# [EXERCISE DESCRIPTION]
Find how many lines in this data contain the string "tests". Respond with only that number.

# [RECORDS TO PROCESS]
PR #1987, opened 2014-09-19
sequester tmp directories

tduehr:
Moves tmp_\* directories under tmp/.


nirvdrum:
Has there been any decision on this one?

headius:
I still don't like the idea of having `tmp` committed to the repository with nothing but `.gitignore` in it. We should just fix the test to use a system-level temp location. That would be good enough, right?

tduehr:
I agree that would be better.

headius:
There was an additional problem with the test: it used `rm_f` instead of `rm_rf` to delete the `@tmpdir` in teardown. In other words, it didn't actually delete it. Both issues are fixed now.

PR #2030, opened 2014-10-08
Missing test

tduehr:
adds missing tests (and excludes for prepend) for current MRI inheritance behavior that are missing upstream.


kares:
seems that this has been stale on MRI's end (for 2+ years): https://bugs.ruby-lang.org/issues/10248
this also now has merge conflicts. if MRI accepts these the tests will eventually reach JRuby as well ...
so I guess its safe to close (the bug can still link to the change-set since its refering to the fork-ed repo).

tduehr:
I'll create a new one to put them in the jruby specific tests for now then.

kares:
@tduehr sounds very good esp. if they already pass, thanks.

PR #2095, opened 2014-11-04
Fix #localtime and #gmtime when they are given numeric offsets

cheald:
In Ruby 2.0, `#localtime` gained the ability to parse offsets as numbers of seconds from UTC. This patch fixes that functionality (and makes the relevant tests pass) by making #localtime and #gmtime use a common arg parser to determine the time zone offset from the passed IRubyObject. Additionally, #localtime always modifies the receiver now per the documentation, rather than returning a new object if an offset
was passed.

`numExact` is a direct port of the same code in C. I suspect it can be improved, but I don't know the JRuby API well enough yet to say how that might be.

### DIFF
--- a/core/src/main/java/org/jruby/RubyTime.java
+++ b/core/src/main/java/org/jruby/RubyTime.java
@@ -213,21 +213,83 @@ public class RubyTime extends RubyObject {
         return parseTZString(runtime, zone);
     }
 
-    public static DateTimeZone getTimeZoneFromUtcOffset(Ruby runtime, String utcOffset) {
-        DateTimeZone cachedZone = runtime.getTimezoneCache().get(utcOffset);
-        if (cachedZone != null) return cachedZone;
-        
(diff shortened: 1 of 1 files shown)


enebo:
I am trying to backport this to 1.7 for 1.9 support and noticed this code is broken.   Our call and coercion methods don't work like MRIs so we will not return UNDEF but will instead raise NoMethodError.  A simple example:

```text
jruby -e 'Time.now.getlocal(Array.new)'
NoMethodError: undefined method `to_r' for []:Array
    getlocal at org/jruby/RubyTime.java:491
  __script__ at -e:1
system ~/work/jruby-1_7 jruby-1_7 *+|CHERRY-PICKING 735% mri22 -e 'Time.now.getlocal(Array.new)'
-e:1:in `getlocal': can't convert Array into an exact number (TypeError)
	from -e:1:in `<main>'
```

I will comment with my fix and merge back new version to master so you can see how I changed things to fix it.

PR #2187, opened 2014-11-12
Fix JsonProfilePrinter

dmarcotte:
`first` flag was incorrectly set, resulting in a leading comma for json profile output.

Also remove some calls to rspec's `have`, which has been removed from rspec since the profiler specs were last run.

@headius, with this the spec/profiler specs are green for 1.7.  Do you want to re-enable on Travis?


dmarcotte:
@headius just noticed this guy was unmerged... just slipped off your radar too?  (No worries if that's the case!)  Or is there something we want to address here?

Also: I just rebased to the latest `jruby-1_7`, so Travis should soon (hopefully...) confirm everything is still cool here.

==

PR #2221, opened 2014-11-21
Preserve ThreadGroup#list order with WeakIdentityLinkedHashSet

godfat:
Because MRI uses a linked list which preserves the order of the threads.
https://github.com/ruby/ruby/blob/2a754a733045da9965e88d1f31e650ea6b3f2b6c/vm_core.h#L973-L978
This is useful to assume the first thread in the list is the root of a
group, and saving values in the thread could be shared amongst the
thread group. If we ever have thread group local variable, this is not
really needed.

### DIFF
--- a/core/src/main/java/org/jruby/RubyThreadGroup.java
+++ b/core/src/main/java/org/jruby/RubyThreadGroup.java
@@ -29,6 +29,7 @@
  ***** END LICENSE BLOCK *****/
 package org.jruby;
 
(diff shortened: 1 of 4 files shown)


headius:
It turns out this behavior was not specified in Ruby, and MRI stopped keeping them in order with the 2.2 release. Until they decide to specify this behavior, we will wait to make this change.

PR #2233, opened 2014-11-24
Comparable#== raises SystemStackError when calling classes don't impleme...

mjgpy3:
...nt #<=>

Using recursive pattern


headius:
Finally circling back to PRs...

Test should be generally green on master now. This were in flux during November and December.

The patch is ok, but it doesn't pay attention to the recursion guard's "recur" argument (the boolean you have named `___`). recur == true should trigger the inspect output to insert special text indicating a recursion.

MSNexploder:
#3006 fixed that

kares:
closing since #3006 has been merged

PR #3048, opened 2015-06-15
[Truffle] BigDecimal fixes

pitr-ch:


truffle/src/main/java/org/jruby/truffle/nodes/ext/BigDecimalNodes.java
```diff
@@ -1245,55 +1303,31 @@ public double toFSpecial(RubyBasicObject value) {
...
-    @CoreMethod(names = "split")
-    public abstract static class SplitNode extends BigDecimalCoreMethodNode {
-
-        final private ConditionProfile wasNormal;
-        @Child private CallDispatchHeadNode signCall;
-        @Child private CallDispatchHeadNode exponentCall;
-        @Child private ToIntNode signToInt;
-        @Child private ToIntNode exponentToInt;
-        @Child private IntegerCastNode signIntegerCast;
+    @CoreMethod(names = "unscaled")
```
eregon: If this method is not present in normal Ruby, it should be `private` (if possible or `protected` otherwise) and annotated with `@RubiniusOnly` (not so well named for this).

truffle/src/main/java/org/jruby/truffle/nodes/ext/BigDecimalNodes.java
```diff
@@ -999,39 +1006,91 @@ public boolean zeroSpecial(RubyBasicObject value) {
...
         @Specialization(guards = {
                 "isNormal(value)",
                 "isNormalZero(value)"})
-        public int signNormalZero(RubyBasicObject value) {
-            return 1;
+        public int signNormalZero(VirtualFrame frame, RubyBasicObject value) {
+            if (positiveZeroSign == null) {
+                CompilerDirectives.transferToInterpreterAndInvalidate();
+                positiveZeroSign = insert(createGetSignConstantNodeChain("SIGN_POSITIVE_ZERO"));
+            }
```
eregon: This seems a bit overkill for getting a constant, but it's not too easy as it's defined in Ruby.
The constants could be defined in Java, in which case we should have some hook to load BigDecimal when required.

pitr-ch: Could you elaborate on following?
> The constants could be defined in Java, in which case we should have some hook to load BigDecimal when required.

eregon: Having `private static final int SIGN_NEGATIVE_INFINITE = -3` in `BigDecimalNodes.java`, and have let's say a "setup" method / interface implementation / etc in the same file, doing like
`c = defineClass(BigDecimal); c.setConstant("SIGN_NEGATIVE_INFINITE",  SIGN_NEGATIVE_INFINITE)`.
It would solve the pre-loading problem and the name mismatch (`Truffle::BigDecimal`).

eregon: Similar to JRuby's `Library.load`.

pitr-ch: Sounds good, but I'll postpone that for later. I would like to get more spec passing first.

# [WRITTEN SOLUTION]
4